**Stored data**
PR #3594, opened 2023-06-11
Limits view range of large crate destroy message.

### LINKED ISSUE #3387: bug when a xeno destroy a crate every xeno get the message in their log.
### Testmerges

not relevant

### Description of the bug

bug when a xeno destroy a crate every xeno get the message in their log.

it should be restricted to the xeno present.

1.another xeno break a crate
2.see the message in your log
3.
...

### Issue Bingo

TheGamerdk:
# About the pull request

Oversight in message flags, fixes #3387

Bugs aren't so good

</details>

# Changelog

:cl:
fix: Xenos are no longer notified each time a sister destroys a large crate.
/:cl:

### DIFF
--- a/code/game/objects/structures/crates_lockers/largecrate.dm
+++ b/code/game/objects/structures/crates_lockers/largecrate.dm
@@ -64,7 +64,7 @@
 	M.animation_attack_on(src)
 	unpack()
 	M.visible_message(SPAN_DANGER("[M] smashes [src] apart!"), \
-					  SPAN_DANGER("You smash [src] apart!"), 5, CHAT_TYPE_XENO_COMBAT)
+					  SPAN_DANGER("You smash [src] apart!"), 5, message_flags = CHAT_TYPE_XENO_COMBAT)
 	return XENO_ATTACK_ACTION
 
 /obj/structure/largecrate/ex_act(power)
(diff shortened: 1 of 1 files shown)


harryob (approved):
evidently this was a hive critical message everyone Needed to know

code/game/objects/structures/crates_lockers/largecrate.dm
```diff
@@ -64,7 +64,7 @@
 	M.animation_attack_on(src)
 	unpack()
 	M.visible_message(SPAN_DANGER("[M] smashes [src] apart!"), \
-					  SPAN_DANGER("You smash [src] apart!"), 5, CHAT_TYPE_XENO_COMBAT)
+					  SPAN_DANGER("You smash [src] apart!"), 5, message_flags = CHAT_TYPE_XENO_COMBAT)
```
fira, line 67: Uh wait, there's more, this uses the /mob variant of visible_message() which has a different signature

`/mob/visible_message(message, self_message, blind_message, max_distance, message_flags = CHAT_TYPE_OTHER)`

you need to add the blind_message or a null in there to match, it's all off by one, not juste the message_flags

fira (changes requested):

code/game/objects/structures/crates_lockers/largecrate.dm
TheGamerdk, line 67:
```suggestion
					  SPAN_DANGER("You smash [src] apart!"), null, 5, CHAT_TYPE_XENO_COMBAT)
```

**Problem description**
The expected output is each line of the records above that includes the word "there".

**Result for this task**
fira, line 67: Uh wait, there's more, this uses the /mob variant of visible_message() which has a different signature
you need to add the blind_message or a null in there to match, it's all off by one, not juste the message_flags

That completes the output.